Caroline directed the conversation at dinner, telling everyone about her parents’ cool house on Lake Tapps and regaling them with her family’s vacation plans. “Mom and Dad are coming down here for the Fourth of July. They always do. Mom says my grandma expects it, so we have to.”
“Being here for the Fourth of July is a treat,” said Aunt Edie. “Picnics, beach fires, fireworks. Uncle Ralph loved his fireworks,” she said to Jenna.
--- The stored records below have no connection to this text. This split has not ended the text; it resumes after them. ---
PR #1581, opened 2018-09-05
Generate, index and display Dart SDK API results in pub search.

isoos:
https://github.com/dart-lang/pub-dartlang-dart/issues/181

### DIFF
--- a/app/bin/service/search.dart
+++ b/app/bin/service/search.dart
@@ -80,9 +80,9 @@ Future _main(FrontendEntryMessage message) async {
     registerPackageIndex(new SimplePackageIndex());
     registerTaskSendPort(taskReceivePort.sendPort);
 
-    // don't block on SDK index updates, as it may take several minutes before
+    // Don't block on SDK index updates, as it may take several minutes before
     // the dartdoc service produces the required output.
-    _updateDartSdkIndex();
+    _updateDartSdkIndex().whenComplete(() {});
 
     final BatchIndexUpdater batchIndexUpdater = new BatchIndexUpdater();
     await batchIndexUpdater.initSnapshot();
--- a/app/bin/service/search.dart
+++ b/app/bin/service/search.dart
@@ -122,7 +122,7 @@ Future _updateDartSdkIndex() async {
       _logger.warning('Error loading Dart SDK index.', e, st);
     }
     if (i % 10 == 0) {
-      _logger.warning('Unable to load Dart SDK index. Cycle: $i');
+      _logger.warning('Unable to load Dart SDK index. Attempt: $i');
     }
     await new Future.delayed(const Duration(minutes: 1));
   }
--- a/app/bin/service/search.dart
+++ b/app/bin/service/search.dart
@@ -11,6 +11,7 @@ import 'package:gcloud/service_scope.dart';
 import 'package:gcloud/storage.dart';
 import 'package:logging/logging.dart';
 
+import 'package:pub_dartlang_org/dartdoc/backend.dart';
 import 'package:pub_dartlang_org/shared/analyzer_client.dart';
 import 'package:pub_dartlang_org/shared/analyzer_memcache.dart';
 import 'package:pub_dartlang_org/shared/configuration.dart';
@@ -23,6 +24,8 @@ import 'package:pub_dartlang_org/shared/service_utils.dart';
 import 'package:pub_dartlang_org/shared/task_client.dart';
 import 'package:pub_dartlang_org/shared/task_scheduler.dart';
 import 'package:pub_dartlang_org/shared/task_sources.dart';
+import 'package:pub_dartlang_org/shared/versions.dart';
+import 'package:pub_dartlang_org/shared/urls.dart';
 
 import 'package:pub_dartlang_org/search/backend.dart';
 import 'package:pub_dartlang_org/search/handlers.dart';
@@ -56,6 +59,9 @@ Future _main(FrontendEntryMessage message) async {
     registerAnalyzerClient(analyzerClient);
     registerScopeExitCallback(analyzerClient.close);
 
+    final Bucket dartdocBucket = await getOrCreateBucket(
+        storageService, activeConfiguration.dartdocStorageBucketName);
+    registerDartdocBackend(new DartdocBackend(db.dbService, dartdocBucket));
     registerDartdocMemcache(new DartdocMemcache(memcacheService));
     final DartdocClient dartdocClient = new DartdocClient();
     registerDartdocClient(dartdocClient);
@@ -69,8 +75,14 @@ Future _main(FrontendEntryMessage message) async {
         new SnapshotStorage(storageService, snapshotBucket));
 
     final ReceivePort taskReceivePort = new ReceivePort();
+    registerDartSdkIndex(new SimplePackageIndex.sdk(
+        urlPrefix: dartSdkMainUrl(toolEnvSdkVersion)));
     registerPackageIndex(new SimplePackageIndex());
     registerTaskSendPort(taskReceivePort.sendPort);
+
+    // don't block on SDK index updates, as it may take several minutes before
+    // the dartdoc service produces the required output.
+    _updateDartSdkIndex();
 
     final BatchIndexUpdater batchIndexUpdater = new BatchIndexUpdater();
     await batchIndexUpdater.initSnapshot();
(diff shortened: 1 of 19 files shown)


isoos:
Staging is being updated with this new version, should be available in less then an hour.

app/bin/service/search.dart
```diff
@@ -69,9 +75,15 @@ Future _main(FrontendEntryMessage message) async {
...
 
     final ReceivePort taskReceivePort = new ReceivePort();
+    registerDartSdkIndex(new SimplePackageIndex.sdk(
+        urlPrefix: dartSdkMainUrl(toolEnvSdkVersion)));
     registerPackageIndex(new SimplePackageIndex());
     registerTaskSendPort(taskReceivePort.sendPort);
 
+    // don't block on SDK index updates, as it may take several minutes before
+    // the dartdoc service produces the required output.
+    _updateDartSdkIndex();
```
sortie: I believe there is an optional hint about unawaited futures. This code also doesn't look like it creates a future. How about .then((_) {}) or something to show that we do wish to ignore this background future?

app/bin/service/search.dart
```diff
@@ -92,3 +104,26 @@ Future _main(FrontendEntryMessage message) async {
...
+        await dartSdkIndex.addPackages(docs);
+        await dartSdkIndex.merge();
+        _logger.info('Dart SDK index loaded successfully.');
+        return;
+      }
+    } catch (e, st) {
+      _logger.warning('Error loading Dart SDK index.', e, st);
+    }
+    if (i % 10 == 0) {
+      _logger.warning('Unable to load Dart SDK index. Cycle: $i');
```
sortie: Maybe use the word 'Attempt' instead of 'Cycle'

app/lib/dartdoc/backend.dart
```diff
@@ -43,6 +46,60 @@ class DartdocBackend {
 
   DartdocBackend(this._db, this._storage);
 
+  /// Whether the storage bucket has a useable extracted data file.
```
sortie: usable

app/lib/dartdoc/backend.dart
```diff
@@ -43,6 +46,60 @@ class DartdocBackend {
...
+  /// Only the existence of the file is checked.
+  // TODO: decide whether we should re-generate the file after a certain age
+  Future<bool> hasValidDartSdkDartdocData() async {
+    final objectName =
+        storage_path.dartSdkDartdocDataName(shared_versions.runtimeVersion);
+    try {
+      final info = await _storage.info(objectName);
+      return info != null;
+    } catch (_) {
```
sortie: Can we catch a specific exception instead?

app/lib/dartdoc/backend.dart
```diff
@@ -43,6 +46,60 @@ class DartdocBackend {
 
   DartdocBackend(this._db, this._storage);
 
+  /// Whether the storage bucket has a useable extracted data file.
+  /// Only the existence of the file is checked.
+  // TODO: decide whether we should re-generate the file after a certain age
```
sortie: Is it redone when we bump pana or the runtime versions?

app/lib/dartdoc/backend.dart
```diff
@@ -43,6 +46,60 @@ class DartdocBackend {
...
+  /// Upload the generated dartdoc data file for the Dart SDK to the storage bucket.
+  Future uploadDartSdkDartdocData(File file) async {
+    final objectName =
+        storage_path.dartSdkDartdocDataName(shared_versions.runtimeVersion);
+    try {
+      final contentBytes = await file.readAsBytes();
+      await _storage.writeBytes(objectName, _gzip.encode(contentBytes));
+    } catch (e, st) {
+      _logger.warning(
+          'Unable to upload SDK pub dartdoc data file: $objectName', e, st);
```
sortie: Is this likely? Should it be an error? Can we catch unlikely issues here? Can we catch a more specific exception?

app/lib/dartdoc/backend.dart
```diff
@@ -43,6 +46,60 @@ class DartdocBackend {
...
+    }
+  }
+
+  /// Upload the generated dartdoc data file for the Dart SDK to the storage bucket.
+  Future uploadDartSdkDartdocData(File file) async {
+    final objectName =
+        storage_path.dartSdkDartdocDataName(shared_versions.runtimeVersion);
+    try {
+      final contentBytes = await file.readAsBytes();
+      await _storage.writeBytes(objectName, _gzip.encode(contentBytes));
```
sortie: Is there a stream way to write the bytes?

app/lib/dartdoc/backend.dart
```diff
@@ -43,6 +46,60 @@ class DartdocBackend {
...
+      return new PubDartdocData.fromJson(map);
+    }
+
+    for (int i = 0; i < 3; i++) {
+      try {
+        return await load();
+      } catch (e, st) {
+        final message =
+            'Unable to read SDK pub dartdoc data file (attempt #${i + 1}): $objectName ';
+        _logger.info(message, e, st);
```
sortie: Woah. This seems flaky. What's the problem here?

app/lib/dartdoc/dartdoc_runner.dart
```diff
@@ -40,6 +40,56 @@ class DartdocJobProcessor extends JobProcessor {
...
+        '--no-validate-links',
+      ];
+      if (envConfig.toolEnvDartSdkDir != null) {
+        args.addAll(['--sdk-dir', envConfig.toolEnvDartSdkDir]);
+      }
+      final pr = await runProc(
+        'dart',
+        ['bin/pub_dartdoc.dart']..addAll(args),
+        workingDirectory: _pkgPubDartdocDir,
+        timeout: _dartdocTimeout * 2,
```
sortie: Why times 2?

app/lib/dartdoc/dartdoc_runner.dart
```diff
@@ -40,6 +40,56 @@ class DartdocJobProcessor extends JobProcessor {
...
+      );
+
+      final pubDataFile = new File(p.join(outputDir, 'pub-data.json'));
+      final hasPubData = await pubDataFile.exists();
+      final isOk = pr.exitCode == 0 && hasPubData;
+      if (!isOk) {
+        _logger.warning(
+            'Error while generating SDK docs.\n\n${pr.stdout}\n\n${pr.stderr}');
```
sortie: Should this be an error? Can this be triggered by poor user code? In that case, can we recognize the difference between bad user input and an infrastructure problem?

app/lib/dartdoc/storage_path.dart
```diff
@@ -49,3 +50,13 @@ String contentObjectName(String packageName, String packageVersion, String uuid,
...
 }
+
+/// ObjectName of an SDK asset.
+String sdkObjectName(String relativePath) {
+  return p.join(_sdkAssetPrefix, relativePath);
+}
+
+/// The ObjectName for the Dart SDK's extracted dartdoc content.
+String dartSdkDartdocDataName(String runtimeVersion) {
+  return sdkObjectName('dart/pub-dartdoc-data/$runtimeVersion.json.gz');
```
sortie: Does anything garbage collect these old files or do they accumulate indefinitely? Does this mean we have to update the runtime version whenever we update the Dart SDK? Should we decouple the Dart SDK used for the API results and the Dart SDK pub's website itself uses?

app/lib/dartdoc/backend.dart
isoos: Yes, it is redone.

app/lib/dartdoc/backend.dart
isoos: On the larger scale of uploading thousands of files of the dartdoc-generated files, it does happen (request timeout, network issue, an occasional error 500 from the AppEngine service), but on a per-file basis, it may be rare. This specific file is larger then the rest, and it may happen more frequently.
I wouldn't make it a hard error, because at worst case we won't be able to search in the API docs for a limited period, which should be rather small (measured in minutes), as eventually another dartdoc instance would try to generate and upload it too.

app/lib/dartdoc/backend.dart
isoos: IIRC it was about the time where we have experienced several timeouts and 500s from the dartdoc's storage bucket both in prod and in staging. We can be more optimistic now, shall I remove?

app/lib/dartdoc/dartdoc_runner.dart
isoos: Generating docs for the SDK takes longer time, and this seemed to be a good number. I'll refactor it into a separate const.

app/lib/dartdoc/dartdoc_runner.dart
isoos: It is most likely an infrastructure problem, making it a hard error.

app/lib/dartdoc/storage_path.dart
isoos: > Does anything garbage collect these old files or do they accumulate indefinitely?

No GC yet, but there will be.

> Does this mean we have to update the runtime version whenever we update the Dart SDK? Should we decouple the Dart SDK used for the API results and the Dart SDK pub's website itself uses?

We do need to update it right now, but we could decouple the runtime SDK version from it. I'll need to think about it if there is any additional risk with the current stack, and I'll file a separate PR.

app/lib/dartdoc/backend.dart
isoos: I recall two distinct kind of error there, but one of them may be related to the outage I have mentioned earlier.

isoos: The other is `DetailedApiRequestError`, and I'm not sure where it is coming from.

app/lib/dartdoc/backend.dart
sortie: If you think it's stable? If we try once here, and it fails, is it later retried at a higher level?

app/lib/dartdoc/backend.dart
sortie: Alright sounds good

app/lib/dartdoc/backend.dart
isoos: Yes, it is retried at a higher level, removing the redundancy.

“Yes, he did,” Jenna agreed, thinking fondly of those childhood holiday celebrations.
Caroline didn’t appear that impressed. “After that we’re going to Disneyland.”
“I’ve never been to Disneyland,” Sabrina said wistfully, and Jenna vowed to find a way to get her there before she graduated. Maybe a high school graduation present? Could she save enough money by then?
“You’ve never been to Disneyland? Seriously?” Caroline was shocked.
“Big deal,” Pete sneered. “It’s all fake. Fake castles, fake jungle. A big, expensive rip-off.”
Caroline started at him as if he’d just uttered blasphemy.
Aunt Edie, always the diplomat, said, “Well, I think it’s time for some dessert. Who’d like chocolate chip cookies?”
Cookies were consumed and then Aunt Edie suggested a game of cards. “Good idea,” Jenna said. “Let’s get the table cleared.”
Sabrina got up and began to collect plates. Caroline stayed put and sipped on her lemonade.
“Aren’t you going to help?” Sabrina asked her.
“I’m company. I don’t have to,” Caroline replied, further endearing herself to Jenna.